Kisahnya bermula dari Martha yang tinggal di Amerika dan kembali ke tanah air untuk memulai hidup baru setelah berpisah dengan suaminya dikarenakan tidak memiliki anak. Martha tinggal bersama paman dan bibinya. Martha ingin sekali menjadi guru dan ia bisa mewujudkan impiannya di sekolah Santo Ignasius sebagai guru bahasa inggris. Kemudian Martha tidak sengaja melihat anak kecil yang sedang mengumpulkan tisu pada waktu dimana seharusnya anak itu sekolah dan belajar. Martha menegurnya, anak itu berkata bahwa ia harus mencari uang sehingga tidak bisa sekolah dan juga tidak memiliki dana untuk sekolah. Martha merasa kasihan dan miris, anak seumuran itu seharusnya sekolah, bukan bekerja.
Akhirnya tiba pada masa dimana Martha mulai mengajar di Santo Ignasius untuk hari pertamanya. Ia sempat diejek oleh salah satu anak murid karena ia berbicara bahasa inggris, namun anak murid tersebut justru mendapat boomerang dari perkataannya. Setelah itu, Martha bertemu anak murid perempuan yang selalu tampak terlihat sedih, ia mengajak bicara murid tersebut yang bernama Lili dan ia membantu permasalahannya. Martha juga menanyakan tempat tinggal anak yang mengumpulkan tisu tadi kepada Lili dan kebetulan Lili mengetahuinya.
Akhirnya Martha menemukan ide untuk membuat ruang belajar di taman dan mengajarkan anak-anak yang tinggal di pemukiman kumuh itu membaca dan menulis dengan dibantu oleh Lili. Martha juga memberikan imbalan nasi kotak kepada anak yang mengikuti pelajarannya di akhir pembelajaran. Martha juga yang tadinya tidak suka masak sekarang justru harus masak untuk memberikan nasi kotak agar anak-anak mau ikut belajar. Namun tanpa disangka, ayah Lili yang tiba-tiba memanggilnya malah memberikan surat dari warga pemukiman itu agar Martha dan Lili berhenti mengajar anak-anak mereka. Bahkan, keesokan harinya di sekolah Santo Ignasius warga tersebut ramai-ramai mencari Martha dan memaki-makinya karena menurut mereka tindakan Martha merugikan mereka sehingga penghasilan mereka menurun. Padahal awalnya Martha mengira dengan ia memberikan nasi kotak kepada anak-anak tersebut, orangtua mereka tidak perlu menanggung biaya makan anaknya. Kejadian ini membuat Martha dipecat dari Santo Ignasius karena dianggap merusak nama baik sekolah dan Martha memberanikan diri berbicara di depan umum alasan ia mengajar anak-anak tersebut ditambah saat itu banyak kameramen dari stasiun TV yang berdatangan.
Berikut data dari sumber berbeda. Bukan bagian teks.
PR #45500, opened 2023-01-03
[9.x] Fix bound method contextual binding

imdhemy:
## Issue description

Using contextual bindings with a method parameter will result in an error. This is because when the container tries to resolve the method dependencies, It encounters a `buildStack` that does not contain the class that contains the method to be called, as it was already popped from the build stack in a previous step.

## Recreation example
The following commit reproduces the issue on a fresh laravel project.

## Error message

## PR description

### DIFF
--- a/src/Illuminate/Container/Container.php
+++ b/src/Illuminate/Container/Container.php
@@ -650,8 +650,13 @@ class Container implements ArrayAccess, ContainerContract
     {
         $pushedToBuildStack = false;
 
-        if (is_array($callback) && ! in_array($className = get_class($callback[0]), $this->buildStack, true)) {
+        if (is_array($callback) && ! in_array(
+            $className = (is_string($callback[0]) ? $callback[0] : get_class($callback[0])),
+            $this->buildStack,
+            true
+        )) {
             $this->buildStack[] = $className;
+
             $pushedToBuildStack = true;
         }
 
--- a/src/Illuminate/Container/Container.php
+++ b/src/Illuminate/Container/Container.php
@@ -650,14 +650,14 @@ class Container implements ArrayAccess, ContainerContract
     {
         $pushedToBuildStack = false;
 
-        if(is_array($callback) &&  ! in_array($className = get_class($callback[0]), $this->buildStack, true)) {
+        if (is_array($callback) && ! in_array($className = get_class($callback[0]), $this->buildStack, true)) {
             $this->buildStack[] = $className;
             $pushedToBuildStack = true;
         }
 
         $result = BoundMethod::call($this, $callback, $parameters, $defaultMethod);
 
-        if($pushedToBuildStack){
+        if ($pushedToBuildStack) {
             array_pop($this->buildStack);
         }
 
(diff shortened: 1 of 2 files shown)


taylorotwell:
I don't think contextual binding has ever been designed to actually support specifying contextual bindings at the method level?

I think it would require actual first-party support of that feature, like this: https://github.com/laravel/framework/pull/30542/files

taylorotwell:
For example, I would expect it to support syntax like:

`$app->when('Foo@handle')->needs(...)->give(...)`

taylorotwell:
Linking this here for my own reference:

https://github.com/laravel/framework/pull/30542/files

taylorotwell:
Would actually like to try to solve this.

taylorotwell:
Pushed a fix for static methods, which would be strings in call and not objects in the callback array.

taylorotwell:
I think this PR is likely better than the current situation. Ideally, we would be able to specify different implementations for different methods on the class but I think that is likely an edge case.

imdhemy:
I'd be happy to work on this. I will check it in the morning.

taylorotwell:
No need to do anymore work I don't think.

imdhemy:
I spent some time working on this today. As you already mentioned, we are already in a better situation with the current implementation.

---

Regarding the edge case, I started with a **controller**, and managed to make it work with the following syntax:

```php
$this->app->when('MyController@<methodName>`)->needs('<abstract>')->give('<concrete>');
```

By pushing the `MyController@<methodName>` to the container's build stack on the [Controller dispatcher](https://github.com/laravel/framework/blob/c2383f4bb9a2c0e61e46679649fc6db394f12ffd/src/Illuminate/Routing/ControllerDispatcher.php#L57).

---

Regarding the same edge case, I also managed to make it work with the following syntax:

```php
$this->app->when(`<concrete>@<method>`)->needs('<abstract>')->give('<concrete>');

// should be called as follows:
$app->call('Foo@method');
```

by pushing the `<concrete>@<method>` to the container's build stack on the call method of the container.

[1]
```php
// targeting something like `Foo@method`
if (is_string($callback) && ! in_array($callback, $this->buildStack, true)) {
    $this->buildStack[] = $callback;

    $pushedToBuildStack = true;
}
```

IMO, For the context of this PR, after pushing the code related to targeting `$app->call('Foo@method')` [1] to the container, we can merge this PR. And then I can prepare another PR for the controller dispatcher. I think the same technique can be used for all dispatchers if there are other dispatchers that need to be targeted.

**What do you think?**

taylorotwell:
I honestly think we should just merge this PR as is and not make any further changes for the time being because this PR solves most every use case people have wanted. I haven't seen many requests for method level contextual injection where multiple methods on the same class receive different types. 

If you really need that behavior you can just make a separate class.

michael-rubel:
@taylorotwell this breaks the package I've made to let people [specify the context in any place of the app](https://github.com/michael-rubel/laravel-enhanced-container#resolve-contextual-binding-outside-of-constructor).

Looks like global binding is no longer available for the same class if you use contextual one.
Fixed this by relying on [BoundMethod::call()](https://github.com/michael-rubel/laravel-enhanced-container/pull/17/commits/748dd7fb683e1162a678a6f218a617baed776812) directly instead of `app()->call()`.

Martha mengurung dirinya selama beberapa hari, ia merasa sangat bersalah, bahkan paman dan bibinya berusaha membujuknya agar ia mau keluar dari kamar dan berbicara, namun hasilnya nihil, hal tersebut terjadi selama hampir seminggu. Tanpa disangka, ada banyak orang yang meneriakkan dirinya di depan rumah paman dan bibinya, begitu ia keluar dari kamar untuk mencari tahu ada apa di luar, ia sangat terkejut sekaligus terharu karena warga yang tadinya memaki-maki dirinya justru mengucapkan terima kasih menggunakan banner, bahkan tayangannya saat dirinya menjelaskan mengapa ia mengajar anak-anak tersebut di siaran TV oleh pembawa berita membuat banyak rakyat hatinya tergerak dan juga tanah kosong dekat komplek rumahnya akan dibangun sekolah untuk anak-anak di kampung.
Begitulah, teman-teman isi cerita dari 3 orang pemenang lomba short story writing pada event BSLC Festival. Gimana? Keren-keren banget kan karyanya? Tidak heran mereka bisa memenangkan kompetisi tersebut.